• What to produce:
In which lines of the data does the string "integer" appear? Copy every one.

(Recorded information Opens)

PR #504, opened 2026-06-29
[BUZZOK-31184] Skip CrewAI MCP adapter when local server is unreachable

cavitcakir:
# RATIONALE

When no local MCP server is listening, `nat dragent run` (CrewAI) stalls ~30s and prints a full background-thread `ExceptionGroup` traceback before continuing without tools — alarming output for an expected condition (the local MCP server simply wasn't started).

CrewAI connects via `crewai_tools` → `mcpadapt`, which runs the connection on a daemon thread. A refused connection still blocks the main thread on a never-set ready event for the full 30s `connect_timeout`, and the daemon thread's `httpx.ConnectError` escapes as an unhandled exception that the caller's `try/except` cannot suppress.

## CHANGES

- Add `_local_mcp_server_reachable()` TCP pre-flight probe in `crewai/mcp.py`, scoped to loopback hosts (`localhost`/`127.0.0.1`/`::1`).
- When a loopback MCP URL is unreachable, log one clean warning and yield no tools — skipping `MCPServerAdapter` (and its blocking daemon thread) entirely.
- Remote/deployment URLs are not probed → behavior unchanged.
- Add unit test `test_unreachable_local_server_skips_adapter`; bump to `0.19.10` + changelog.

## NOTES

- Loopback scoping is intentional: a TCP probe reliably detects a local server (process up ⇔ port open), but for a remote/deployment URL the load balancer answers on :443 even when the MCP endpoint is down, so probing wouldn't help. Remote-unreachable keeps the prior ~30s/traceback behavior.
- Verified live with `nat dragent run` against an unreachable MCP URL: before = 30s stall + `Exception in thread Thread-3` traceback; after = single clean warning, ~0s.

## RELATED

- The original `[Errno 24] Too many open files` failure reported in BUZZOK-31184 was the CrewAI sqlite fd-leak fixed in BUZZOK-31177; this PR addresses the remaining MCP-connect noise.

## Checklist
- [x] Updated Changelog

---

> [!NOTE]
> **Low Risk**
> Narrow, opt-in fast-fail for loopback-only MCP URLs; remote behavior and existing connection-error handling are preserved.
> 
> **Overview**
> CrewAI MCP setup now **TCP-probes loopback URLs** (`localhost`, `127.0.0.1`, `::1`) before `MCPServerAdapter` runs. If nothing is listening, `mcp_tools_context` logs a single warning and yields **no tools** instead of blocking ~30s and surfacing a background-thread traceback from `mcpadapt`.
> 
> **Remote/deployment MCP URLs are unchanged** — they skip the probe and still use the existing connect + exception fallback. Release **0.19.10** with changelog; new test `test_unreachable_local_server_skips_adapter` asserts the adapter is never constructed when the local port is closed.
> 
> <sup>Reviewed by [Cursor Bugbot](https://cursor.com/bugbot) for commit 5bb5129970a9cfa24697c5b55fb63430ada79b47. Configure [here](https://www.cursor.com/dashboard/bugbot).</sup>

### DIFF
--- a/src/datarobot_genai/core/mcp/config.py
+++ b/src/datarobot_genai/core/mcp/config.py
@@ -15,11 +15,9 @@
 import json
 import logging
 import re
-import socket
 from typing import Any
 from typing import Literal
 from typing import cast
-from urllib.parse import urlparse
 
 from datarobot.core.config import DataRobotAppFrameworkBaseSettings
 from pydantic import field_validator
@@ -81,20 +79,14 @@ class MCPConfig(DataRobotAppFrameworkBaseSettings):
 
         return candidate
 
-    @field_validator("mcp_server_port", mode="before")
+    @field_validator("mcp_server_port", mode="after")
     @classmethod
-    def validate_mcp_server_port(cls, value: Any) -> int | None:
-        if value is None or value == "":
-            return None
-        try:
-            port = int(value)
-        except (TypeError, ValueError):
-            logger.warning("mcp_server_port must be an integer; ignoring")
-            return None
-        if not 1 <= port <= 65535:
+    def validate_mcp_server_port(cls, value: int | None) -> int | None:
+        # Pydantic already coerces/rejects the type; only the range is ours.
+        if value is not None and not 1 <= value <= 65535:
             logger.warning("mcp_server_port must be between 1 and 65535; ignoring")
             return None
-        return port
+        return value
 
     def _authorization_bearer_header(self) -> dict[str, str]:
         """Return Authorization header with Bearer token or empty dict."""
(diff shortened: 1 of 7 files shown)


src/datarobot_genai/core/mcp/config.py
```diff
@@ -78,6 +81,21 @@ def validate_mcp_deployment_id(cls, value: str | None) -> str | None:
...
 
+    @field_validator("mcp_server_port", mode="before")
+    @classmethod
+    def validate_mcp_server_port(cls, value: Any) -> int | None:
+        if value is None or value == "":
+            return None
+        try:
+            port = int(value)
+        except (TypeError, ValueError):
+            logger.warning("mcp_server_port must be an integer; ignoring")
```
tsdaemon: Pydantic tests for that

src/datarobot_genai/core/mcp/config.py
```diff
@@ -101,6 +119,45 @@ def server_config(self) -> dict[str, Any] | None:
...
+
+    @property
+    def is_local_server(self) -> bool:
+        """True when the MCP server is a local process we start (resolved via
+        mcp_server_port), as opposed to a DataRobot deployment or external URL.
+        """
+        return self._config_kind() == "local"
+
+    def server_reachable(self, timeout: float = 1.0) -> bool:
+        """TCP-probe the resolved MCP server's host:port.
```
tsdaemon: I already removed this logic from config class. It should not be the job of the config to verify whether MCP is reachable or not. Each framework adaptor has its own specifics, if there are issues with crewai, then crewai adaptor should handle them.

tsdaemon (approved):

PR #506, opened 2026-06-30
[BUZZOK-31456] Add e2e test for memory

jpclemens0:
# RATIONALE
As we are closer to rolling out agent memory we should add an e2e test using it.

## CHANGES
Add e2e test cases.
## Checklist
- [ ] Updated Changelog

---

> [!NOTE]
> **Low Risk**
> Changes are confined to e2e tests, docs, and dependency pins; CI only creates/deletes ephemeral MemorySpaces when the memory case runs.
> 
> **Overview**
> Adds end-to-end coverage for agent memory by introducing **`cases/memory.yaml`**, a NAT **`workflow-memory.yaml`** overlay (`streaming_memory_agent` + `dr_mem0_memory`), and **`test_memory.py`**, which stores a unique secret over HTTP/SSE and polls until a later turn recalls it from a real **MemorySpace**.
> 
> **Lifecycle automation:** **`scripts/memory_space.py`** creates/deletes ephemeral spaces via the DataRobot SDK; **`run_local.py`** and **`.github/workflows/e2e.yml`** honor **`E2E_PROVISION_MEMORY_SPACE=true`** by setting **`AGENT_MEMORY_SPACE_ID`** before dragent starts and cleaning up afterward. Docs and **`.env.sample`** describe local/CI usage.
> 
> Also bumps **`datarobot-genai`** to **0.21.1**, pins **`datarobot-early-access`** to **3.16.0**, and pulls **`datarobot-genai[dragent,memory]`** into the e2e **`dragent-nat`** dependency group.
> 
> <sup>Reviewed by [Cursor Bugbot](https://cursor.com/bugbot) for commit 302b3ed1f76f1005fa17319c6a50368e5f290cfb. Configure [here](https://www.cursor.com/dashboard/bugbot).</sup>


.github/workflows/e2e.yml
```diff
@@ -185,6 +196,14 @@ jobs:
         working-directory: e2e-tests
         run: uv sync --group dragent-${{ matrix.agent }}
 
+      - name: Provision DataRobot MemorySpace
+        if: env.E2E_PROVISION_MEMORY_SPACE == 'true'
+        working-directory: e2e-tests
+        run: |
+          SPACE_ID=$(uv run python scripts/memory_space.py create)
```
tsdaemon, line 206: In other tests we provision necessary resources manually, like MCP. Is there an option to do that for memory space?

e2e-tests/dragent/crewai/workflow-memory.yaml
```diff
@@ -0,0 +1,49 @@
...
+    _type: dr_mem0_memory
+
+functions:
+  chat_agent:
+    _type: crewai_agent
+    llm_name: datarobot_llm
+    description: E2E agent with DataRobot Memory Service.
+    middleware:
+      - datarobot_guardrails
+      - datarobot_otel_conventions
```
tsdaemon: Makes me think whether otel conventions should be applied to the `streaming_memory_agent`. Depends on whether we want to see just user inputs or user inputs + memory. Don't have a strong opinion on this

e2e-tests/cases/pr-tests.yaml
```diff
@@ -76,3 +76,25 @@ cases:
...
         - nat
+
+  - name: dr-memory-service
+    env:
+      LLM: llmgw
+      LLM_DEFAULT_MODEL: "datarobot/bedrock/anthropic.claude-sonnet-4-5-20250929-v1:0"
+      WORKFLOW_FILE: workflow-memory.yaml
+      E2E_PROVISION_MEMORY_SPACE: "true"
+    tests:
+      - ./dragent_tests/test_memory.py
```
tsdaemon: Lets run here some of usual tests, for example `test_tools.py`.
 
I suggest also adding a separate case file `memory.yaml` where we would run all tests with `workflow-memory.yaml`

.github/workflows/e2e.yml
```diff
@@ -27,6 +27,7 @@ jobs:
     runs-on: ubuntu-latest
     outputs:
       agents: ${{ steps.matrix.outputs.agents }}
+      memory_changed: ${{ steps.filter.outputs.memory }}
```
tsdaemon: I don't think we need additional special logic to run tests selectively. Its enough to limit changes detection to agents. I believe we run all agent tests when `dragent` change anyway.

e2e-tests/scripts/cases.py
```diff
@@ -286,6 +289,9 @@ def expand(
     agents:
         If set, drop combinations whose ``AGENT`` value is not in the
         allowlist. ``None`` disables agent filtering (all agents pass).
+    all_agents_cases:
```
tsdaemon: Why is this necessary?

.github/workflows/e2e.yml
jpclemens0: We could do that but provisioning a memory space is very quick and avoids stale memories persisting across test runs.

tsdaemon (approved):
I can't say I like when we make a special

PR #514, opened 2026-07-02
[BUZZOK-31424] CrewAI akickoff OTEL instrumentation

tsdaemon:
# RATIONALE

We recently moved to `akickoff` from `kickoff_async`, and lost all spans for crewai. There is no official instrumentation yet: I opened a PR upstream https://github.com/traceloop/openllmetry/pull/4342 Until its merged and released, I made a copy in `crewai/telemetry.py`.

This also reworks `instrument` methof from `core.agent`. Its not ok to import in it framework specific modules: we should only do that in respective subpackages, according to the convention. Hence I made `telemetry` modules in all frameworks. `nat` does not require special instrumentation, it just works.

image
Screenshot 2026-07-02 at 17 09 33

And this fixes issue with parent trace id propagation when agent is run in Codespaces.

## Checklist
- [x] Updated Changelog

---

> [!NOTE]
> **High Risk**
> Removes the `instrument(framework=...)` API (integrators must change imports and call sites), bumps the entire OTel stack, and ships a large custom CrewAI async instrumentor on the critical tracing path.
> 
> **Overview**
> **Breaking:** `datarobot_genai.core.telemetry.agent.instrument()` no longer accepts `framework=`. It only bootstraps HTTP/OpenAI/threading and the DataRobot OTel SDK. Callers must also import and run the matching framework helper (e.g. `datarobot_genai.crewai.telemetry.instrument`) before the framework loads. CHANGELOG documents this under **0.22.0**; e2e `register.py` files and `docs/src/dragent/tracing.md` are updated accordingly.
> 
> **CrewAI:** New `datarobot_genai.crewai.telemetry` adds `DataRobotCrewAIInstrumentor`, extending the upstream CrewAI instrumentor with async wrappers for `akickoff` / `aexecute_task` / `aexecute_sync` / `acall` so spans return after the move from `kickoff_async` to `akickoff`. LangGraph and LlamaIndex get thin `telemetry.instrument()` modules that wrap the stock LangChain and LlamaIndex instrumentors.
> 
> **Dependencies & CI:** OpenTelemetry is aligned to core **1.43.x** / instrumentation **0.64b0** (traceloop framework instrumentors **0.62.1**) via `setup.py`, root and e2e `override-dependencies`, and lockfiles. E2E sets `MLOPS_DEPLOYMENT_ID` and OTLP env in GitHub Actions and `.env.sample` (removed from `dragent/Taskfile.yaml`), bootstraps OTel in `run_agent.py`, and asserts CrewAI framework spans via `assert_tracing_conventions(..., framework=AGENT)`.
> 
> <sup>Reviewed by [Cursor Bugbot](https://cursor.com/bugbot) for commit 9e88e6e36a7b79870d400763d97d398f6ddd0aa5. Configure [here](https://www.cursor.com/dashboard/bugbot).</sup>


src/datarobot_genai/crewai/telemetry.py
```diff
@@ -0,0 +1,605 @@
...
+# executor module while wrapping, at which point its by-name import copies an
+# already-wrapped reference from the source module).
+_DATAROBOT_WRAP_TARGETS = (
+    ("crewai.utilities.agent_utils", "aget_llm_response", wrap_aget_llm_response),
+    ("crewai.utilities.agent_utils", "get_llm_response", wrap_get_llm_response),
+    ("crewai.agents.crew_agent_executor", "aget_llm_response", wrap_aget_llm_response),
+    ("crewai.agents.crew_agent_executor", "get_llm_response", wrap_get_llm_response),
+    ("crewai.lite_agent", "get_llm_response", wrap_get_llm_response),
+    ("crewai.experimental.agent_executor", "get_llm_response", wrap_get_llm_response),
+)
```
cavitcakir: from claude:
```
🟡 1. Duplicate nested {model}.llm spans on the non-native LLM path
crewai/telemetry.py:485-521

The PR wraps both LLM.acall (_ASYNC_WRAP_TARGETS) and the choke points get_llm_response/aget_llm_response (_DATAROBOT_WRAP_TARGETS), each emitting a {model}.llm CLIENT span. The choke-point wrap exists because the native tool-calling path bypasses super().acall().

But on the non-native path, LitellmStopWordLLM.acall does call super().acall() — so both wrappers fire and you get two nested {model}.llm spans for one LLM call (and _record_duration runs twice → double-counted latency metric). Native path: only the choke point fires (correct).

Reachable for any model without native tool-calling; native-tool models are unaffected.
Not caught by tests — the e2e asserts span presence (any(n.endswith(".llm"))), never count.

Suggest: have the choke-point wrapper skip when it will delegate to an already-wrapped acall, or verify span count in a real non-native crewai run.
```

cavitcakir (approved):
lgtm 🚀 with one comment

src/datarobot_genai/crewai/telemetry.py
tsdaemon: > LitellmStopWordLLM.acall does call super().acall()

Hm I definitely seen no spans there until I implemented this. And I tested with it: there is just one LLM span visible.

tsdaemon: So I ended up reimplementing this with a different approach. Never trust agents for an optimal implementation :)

(Recorded information Closes)

• Task response:
-            logger.warning("mcp_server_port must be an integer; ignoring")
+            logger.warning("mcp_server_port must be an integer; ignoring")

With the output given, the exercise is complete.